** PROVIDED MATERIAL follows **

PR #1198, opened 2024-07-18
Migrate azure core library to use generated decorator signature

timotheeguerin:
Step to having all our libraries use tspd to generate the signatures and make sure they are in sync.

There is quite a lot of times we expected the wrong type which would cause a crash. This fix a few to get the more precise type in the TypeSpec if it was going to crash originally. Otherwise expand the type in the TS


chrisradek (approved):
Yay for auto-generated defs!

PR #1204, opened 2024-07-19
[tcgc] add xml usage and fix generic decorator issue

tadelesh:
for xml support

### DIFF
--- a/packages/typespec-client-generator-core/src/interfaces.ts
+++ b/packages/typespec-client-generator-core/src/interfaces.ts
@@ -603,4 +603,6 @@ export enum UsageFlags {
   Error = 1 << 7,
   // Set when model is used in conjunction with an application/json content type.
   Json = 1 << 8,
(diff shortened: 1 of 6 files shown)


iscai-msft (approved):

packages/typespec-client-generator-core/src/interfaces.ts
```diff
@@ -603,4 +603,6 @@ export enum UsageFlags {
   Error = 1 << 7,
   // Set when model is used in conjunction with an application/json content type.
   Json = 1 << 8,
+  // Set when model is used in conjunction with an application/xml content type.
+  Xml = 1 << 8,
```
jhendrixMSFT, line 607: Shouldn't this be `1 << 9`?

ArcturusZhang: I found this as well - I will open a PR to fix this.

PR #1208, opened 2024-07-19
[tcgc] add linter rulesets framework

### LINKED ISSUE #1147: [tcgc] adding linter rules for languages to tcgc

Currently, we don't have a unified approach for throwing linter warnings that language SDKs will run into. Since we want these linter warnings to come up during definition time, we agree that it would be best to include these linter warnings in tcgc. That being said, we should still have a mapping for what warnings apply to which languages. This mapping will be internal, so we can figure out when to throw, and properly use information from `scope` to determine whether the issue has been fixed. One idea is to have an exclusion and inclusion list for languages

When generating `azure`, we want to run linter warnings for all languages, since it is within Azure guidelines to generate all major languages. When generating `unbranded`, we will only run language-specific warnings. This is because we don't want to force an unbranded person only generating c# to have to deal with python-specific warnings.

I'll start off by designing a framework that will allow easy mapping to languages, and easily allow languages to opt in or opt out of rules. One good rule of thumb is, if it's a warning log, it will be a good idea to move it to be an actual linter warning

### Checklist

iscai-msft:
fixes #1147


docs/libraries/typespec-client-generator-core/rules/require-client-suffix.md
```diff
@@ -0,0 +1,44 @@
...
+@@client(MyService);
+```
+
+#### ✅ Ok
+
+Either you can rename the client using input param `{"name": "MyClient"}`, or if you are completely recreating a client namespace in your `client.tsp`, you can rely on that namespace to end in `Client`
+
+```ts
+// client.tsp
+import "@azure-tools/typespec-client-generator-core";
```
timotheeguerin, line 36: For the example I would omit those imports and using just focus on the actual problem

packages/typespec-client-generator-core/src/lib.ts
```diff
@@ -3,25 +3,13 @@ import { createTypeSpecLibrary, paramMessage } from "@typespec/compiler";
...
       },
     },
-    "unknown-client-format": {
-      severity: "error",
-      messages: {
-        default: paramMessage`Client format "${"format"}" is unknown. Known values are "${"knownValues"}"`,
-      },
-    },
-    "incorrect-client-format": {
+    "invalid-client-format": {
```
timotheeguerin, line 12: Is this actually used?

packages/typespec-client-generator-core/src/decorators.ts
```diff
@@ -929,7 +922,7 @@ export const $access: AccessDecorator = (
 ) => {
   if (typeof value.value !== "string" || (value.value !== "public" && value.value !== "internal")) {
     reportDiagnostic(context.program, {
-      code: "access",
+      code: "incorrect-access",
```
timotheeguerin, line 925: isn't it `invalid-access` in lib.ts that should make the build fail, doesn't it?

packages/typespec-client-generator-core/test/rules/require-client-suffix.test.ts
```diff
@@ -0,0 +1,43 @@
+import {
+  BasicTestRunner,
+  createLinterRuleTester,
+  LinterRuleTester,
+} from "@typespec/compiler/testing";
+import { beforeEach, describe, it } from "vitest";
+import { requireClientSuffixRule } from "../../src/rules/require-client-suffix.js";
+import { createTcgcTestRunner } from "../test-host.js";
+
+describe("typespec-client-generator-core: client names end with 'Client'", () => {
```
timotheeguerin, line 10: you can remove the top level describe now, with vitgest it adds extra nesting otherwise

docs/libraries/typespec-client-generator-core/rules/require-client-suffix.md
```diff
@@ -0,0 +1,44 @@
...
+import "./main.tsp";
+
+using Azure.ClientGenerator.Core;
+
+@client({service: MyService})
+namespace MyClient {
```
timotheeguerin, line 42: I would also show more example like you can use `@clientName`, ect.

And you can create 2 category to still provide user with the best of the option 
- ✅ Recommended
- ✅ Ok

packages/typespec-client-generator-core/src/lib.ts
iscai-msft: it's used when we're checking the input of [`@clientFormat`](https://github.com/Azure/typespec-azure/blob/main/packages/typespec-client-generator-core/src/decorators.ts#L793). Is this valid?

docs/libraries/typespec-client-generator-core/reference/linter.md
```diff
@@ -0,0 +1,31 @@
...
+Available ruleSets:
+
+- `@azure-tools/typespec-client-generator-core/all`
+- `@azure-tools/typespec-client-generator-core/best-practices:csharp`
+
+## Rules
+
+| Name                                                                 | Description                                                             |
+| -------------------------------------------------------------------- | ----------------------------------------------------------------------- |
+| `@azure-tools/typespec-client-generator-core/require-client-suffix`  | Client names should end with 'Client'.                                  |
```
m-nash, line 30: can we specify which ruleset each of these are in?

docs/libraries/typespec-client-generator-core/rules/CONTRIBUTING.md
```diff
@@ -0,0 +1,36 @@
...
+
+1. Generic rule that applies to all emitted languages
+2. Specific rule that applies to a subset of all language: it can even apply to just one language
+
+The process for adding a rule starts off the same for both: for language-specific rules, there is an extra step
+
+1. Write the rule in `typespec-azure/packages/typespec-client-generator-core/src/rules/[rule-name].rule.ts
+2. Add reference to the rule in the `rules` array in [`typespec-azure/packages/typespec-client-generator-core/src/linter.ts`][tcgc-linter]
+   - This will automatically add it to a ruleset called `:all` for `@azure-tools/typespec-client-generator-core`
+3. Add the rule to the enable list for [`data-plane.ts`][data-plane-ruleset] and/or [`resource-manager.ts`][resource-manager-ruleset] in the [rulesets][rulesets] package. You can set `enable` to `false` here, if you want to delay enabling
```
m-nash, line 15: Do we really want to have different rules for data plane and mgmt plane?  I know we are less strict with mgmt plane, but aren't the recommendations the same for both?

docs/libraries/typespec-client-generator-core/rules/CONTRIBUTING.md
```diff
@@ -0,0 +1,36 @@
...
+
+**If you are adding a language-specific rule**, you will also need this extra step 4. Add reference to the rule in the `[language]Rules` array in [`typespec-azure/packages/typespec-client-generator-core/src/linter.ts`][tcgc-linter]
+
+For Azure generations then, all rules, including all language-specific rules, will be run on the specs.
```
m-nash, line 19: I think we want to limit this to the Tier 1 languages not necessarily `all` languages?  Should we specify this?  I assume Go could add their own rules in here and those wouldn't apply unless generating Go even for azure?

docs/libraries/typespec-client-generator-core/rules/CONTRIBUTING.md
```diff
@@ -0,0 +1,36 @@
...
+For unbranded generations, since we've added the rules into specific `best-practices:[language]` rulesets, you can explicitly specify a subset of rules in your `tsp-config.yaml`, i.e. if I only want Python best-practices, I could add this in my `tsp-config.yaml`:
```
m-nash, line 20: This might create a bad situation where someone can turn off csharp rules but in reality they cannot.  I think we might want to consider what flexibility a user would have over tcgc rules when running in azure context.

docs/libraries/typespec-client-generator-core/reference/linter.md
```diff
@@ -0,0 +1,31 @@
...
+  extends:
+    - "@azure-tools/typespec-client-generator-core/all"
+```
+
+## RuleSets
+
+Available ruleSets:
+
+- `@azure-tools/typespec-client-generator-core/all`
+- `@azure-tools/typespec-client-generator-core/best-practices:csharp`
```
m-nash, line 24: What does best practice mean here?  Does it mean this is optional?  If so is there another category which is not optional?

docs/libraries/typespec-client-generator-core/reference/linter.md
```diff
@@ -0,0 +1,31 @@
...
+linter:
+  extends:
+    - "@azure-tools/typespec-client-generator-core/all"
+```
+
+## RuleSets
+
+Available ruleSets:
+
+- `@azure-tools/typespec-client-generator-core/all`
```
m-nash, line 23: I am not sure `all` would ever be useful when considering non tier 1 languages as well as required rules vs best practices?  Should we be a bit more granular on what `all` means?

docs/libraries/typespec-client-generator-core/rules/property-name-conflict.md
```diff
@@ -0,0 +1,27 @@
...
+title: "property-name-conflict"
+---
+
+```text title="Full name"
+@azure-tools/typespec-client-generator-core/property-name-conflict
+```
+
+Verify that there isn't a name conflict between a property in the model, and the name of the model itself
+
+#### ❌ Incorrect
```
m-nash, line 11: I think we should use Invalid over Incorrect.

docs/libraries/typespec-client-generator-core/rules/CONTRIBUTING.md
iscai-msft: That's the current setup of `azure-core-rulesets`, where you explicitly list rules for the [data plane](https://github.com/Azure/typespec-azure/blob/main/packages/typespec-azure-rulesets/src/rulesets/data-plane.ts) and [mgmt](https://github.com/Azure/typespec-azure/blob/main/packages/typespec-azure-rulesets/src/rulesets/resource-manager.ts) rulesets

docs/libraries/typespec-client-generator-core/rules/CONTRIBUTING.md
iscai-msft: That's fair, let me update this to say that language-agnostic rules, and tier-1 languages will be run

docs/libraries/typespec-client-generator-core/reference/linter.md
iscai-msft: `all` isn't a specificly-defined ruleset, it's the standard name for all of the rules existing in a package

docs/libraries/typespec-client-generator-core/rules/CONTRIBUTING.md
timotheeguerin: there is some rules that management plane specific and some that shouldn't apply to mamangement plane. But the majority should apply to both

docs/libraries/typespec-client-generator-core/rules/CONTRIBUTING.md
timotheeguerin: every azure service is enforced to have one of the 2 rules set enabled by the spec repo pipeline.

docs/libraries/typespec-client-generator-core/reference/linter.md
timotheeguerin: That file is auto generated with the list so would need to update the ref doc generator. If you have some idea on what'd you like to see feel free to suggest a new style but this should work for a generic linter

docs/libraries/typespec-client-generator-core/rules/CONTRIBUTING.md
iscai-msft: With rulesets, we have to give users the ability to turn them off because they are ultimately warnings. After talking with @timotheeguerin, you can't have error linter rules, only warnings. If there is a case where you explicitly want to error in csharp for a csharp-specific issue, the csharp emitter itself can throw a fatal error with `reportDiagnostic`, but the fatal error should have an analog in the linter warnings in tcgc that says "if you do this in csharp and ignore me, the csharp emitter will fail"

docs/libraries/typespec-client-generator-core/reference/linter.md
iscai-msft: best practices is what I've called the ruleset for now, open to suggestions! I think the advice from the typespec team has been to use the word "best-practices", @timotheeguerin is this correct?

docs/libraries/typespec-client-generator-core/rules/property-name-conflict.md
timotheeguerin: Yeah just pattern from how eslint document its rules, e.g. https://typescript-eslint.io/rules/class-literal-property-style

But if we feel like changing then we can discuss the common format we want

docs/libraries/typespec-client-generator-core/reference/linter.md
srnagar: Aren't these rulesets optional and can be opted out?

docs/libraries/typespec-client-generator-core/reference/linter.md
```diff
@@ -0,0 +1,31 @@
...
+- `@azure-tools/typespec-client-generator-core/best-practices:csharp`
+
+## Rules
+
+| Name                                                                 | Description                                                             |
+| -------------------------------------------------------------------- | ----------------------------------------------------------------------- |
+| `@azure-tools/typespec-client-generator-core/require-client-suffix`  | Client names should end with 'Client'.                                  |
+| `@azure-tools/typespec-client-generator-core/property-name-conflict` | Avoid naming conflicts between a property and a model of the same name. |
```
srnagar, line 31: Is this a required rule or is it a recommendation to avoid property and model having the same name.

docs/libraries/typespec-client-generator-core/rules/CONTRIBUTING.md
```diff
@@ -0,0 +1,36 @@
+# Contributing Linter Rules to the @azure-tools/typespec-client-generator-core Package
+
+For information about linter rules in typespec in general, view [here][generic-linter]
+
+In the `@azure-tools/typespec-client-generator-core` library, we have two main types of rules:
+
+1. Generic rule that applies to all emitted languages
+2. Specific rule that applies to a subset of all language: it can even apply to just one language
```
srnagar, line 8:
```suggestion
2. Specific rule that applies to a subset of all languages: it can even apply to just one language
```

docs/libraries/typespec-client-generator-core/rules/CONTRIBUTING.md
srnagar: Do we have a single place to add a rule that applies to both or do we need to add the rule explicitly to both lists?

docs/libraries/typespec-client-generator-core/rules/property-name-conflict.md
```diff
@@ -0,0 +1,27 @@
...
+
+```ts
+model Widget {
+  widget: string;
+}
+```
+
+#### ✅ Ok
+
+Using items from a private namespace within the same library is allowed.
```
srnagar, line 21: This description doesn't seem to match the sample.

docs/libraries/typespec-client-generator-core/rules/CONTRIBUTING.md
```diff
@@ -0,0 +1,36 @@
...
+
+Finally, we recommend that every warning or error you throw in your language emitter has a corresponding warning in TCGC. This is part of our shift-left policy, so tsp authors can catch these potential pitfalls earlier in the process.
+
+### Links
+
+[generic-linter]: https://typespec.io/docs/next/extending-typespec/linters "Generic Linter Docs"
+[tcgc-linter]: https://github.com/typespec-azure/packages/typespec-client-generator-core/src/linter.ts "Linter TS File"
+[rulesets]: https://github.com/typespec-azure/packages/typespec-azure-rulesets "Rulesets package"
+[data-plane-ruleset]: https://github.com/typespec-azure/packages/typespec-azure-rulesets/src/rulesets/data-plane.ts "Data Plane Ruleset"
+[resource-manager-ruleset]: https://github.com/typespec-azure/packages/typespec-azure-rulesets/src/rulesets/resource-manager.ts "Resource Manager Ruleset"
```
srnagar, line 36: These links don't resolve. They are missing `/Azure/` after `https://github.com` and also `blob/main/` after `typespec-azure/`

docs/libraries/typespec-client-generator-core/rules/CONTRIBUTING.md
srnagar, line 15: I don't see step 3 done in this PR. Will this be added in a follow-up PR?

docs/libraries/typespec-client-generator-core/reference/linter.md
timotheeguerin: oh I don't think we have a strong opinion on that name, we just have a placeholder `@typespec/best-practices` package that would contain misc linter to write good typespec.

I would say name this however makes the most sense. But I would note that I don't think this really should spend too much time on this as for all of azure they MUST use either the `data-plane` or `resource-manager` ruleset in teh spec repo. And I assume all those rules for all those language will be enabled.

I expect those more targeted ruleset might be more useful when we have the non azure version of tcgc(e.g. `@typespec/client`) where external customer might decide which language they care about.

docs/libraries/typespec-client-generator-core/reference/linter.md
timotheeguerin: all rules are in a sense optional its up to the user to enable them(directly or via a ruleset). For azure specs we require that the `data-plane` or `resource-manager` ruleset is used.

packages/typespec-client-generator-core/test/rules/require-client-suffix.test.ts
```diff
@@ -0,0 +1,81 @@
+import {
+  BasicTestRunner,
+  createLinterRuleTester,
+  LinterRuleTester,
+} from "@typespec/compiler/testing";
+import { beforeEach, describe, it } from "vitest";
+import { requireClientSuffixRule } from "../../src/rules/require-client-suffix.rule.js";
+import { createSdkTestRunner } from "../test-host.js";
+
+describe("typespec-client-generator-core: require-client-suffix", () => {
```
timotheeguerin, line 10: nit: no need to add those top level describe with vitest, they just add extra nesting in the UI

packages/typespec-client-generator-core/src/lib.ts
timotheeguerin: I don't see what it is used, is it still there? the file you link doesn't have reference to that code

packages/typespec-client-generator-core/src/decorators.ts
```diff
@@ -699,6 +692,186 @@ export function shouldGenerateConvenient(context: TCGCContext, entity: Operation
   return value ?? Boolean(context.generateConvenienceMethods);
 }
 
+<<<<<<< HEAD
```
timotheeguerin, line 695: merge conflict?

packages/typespec-client-generator-core/src/lib.ts
timotheeguerin: I don't see it used in main anymore, could it have been removed

packages/typespec-client-generator-core/test/rules/property-name-conflict.test.ts
```diff
@@ -0,0 +1,163 @@
...
+
+it("emit warning if property name conflicts with model name", async () => {
+  await tester.expect(`model Foo {foo: string}`).toEmitDiagnostics({
+    code: "@azure-tools/typespec-azure-core/property-name-conflict",
+    message: `Property 'foo' having the same name as its enclosing model will cause problems with C# code generation. Consider renaming the property directly or using the @clientName("newName", "csharp") decorator to rename the property for C#.`,
+  });
+});
+
+// TODO: reenable when rule is moved to tcgc and can resolve if clientName was set
+it.skip(`is valid if conflict resolved through @clientName("newName", "csharp")`, async () => {
```
timotheeguerin, line 30: i think those todo can be actioned on now?

timotheeguerin: should you be removing that rule from azure core too now?

docs/libraries/typespec-client-generator-core/rules/property-name-conflict.md
timotheeguerin, line 1: those needs to be moved to the correct place

packages/typespec-azure-rulesets/src/rulesets/data-plane.ts
```diff
@@ -41,6 +41,8 @@ export default {
     "@azure-tools/typespec-azure-core/no-private-usage": true,
     "@azure-tools/typespec-azure-core/friendly-name": true,
     "@azure-tools/typespec-azure-core/no-query-explode": true,
+    "@azure-tools/typespec-client-generator-core/require-client-suffix": true,
+    "@azure-tools/typespec-client-generator-core/property-name-conflict": true,
```
timotheeguerin, line 45: yeah also this is actually included in this PR, so either disable for now or need to fix the spec repos.

Also can you move into its own section(just comment above)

** End of PROVIDED MATERIAL **

* **EXERCISE AIM**: Extract from the data every line where "well" shows up.

* **EXPECTED ANSWER**:
ArcturusZhang: I found this as well - I will open a PR to fix this.
m-nash, line 23: I am not sure `all` would ever be useful when considering non tier 1 languages as well as required rules vs best practices?  Should we be a bit more granular on what `all` means?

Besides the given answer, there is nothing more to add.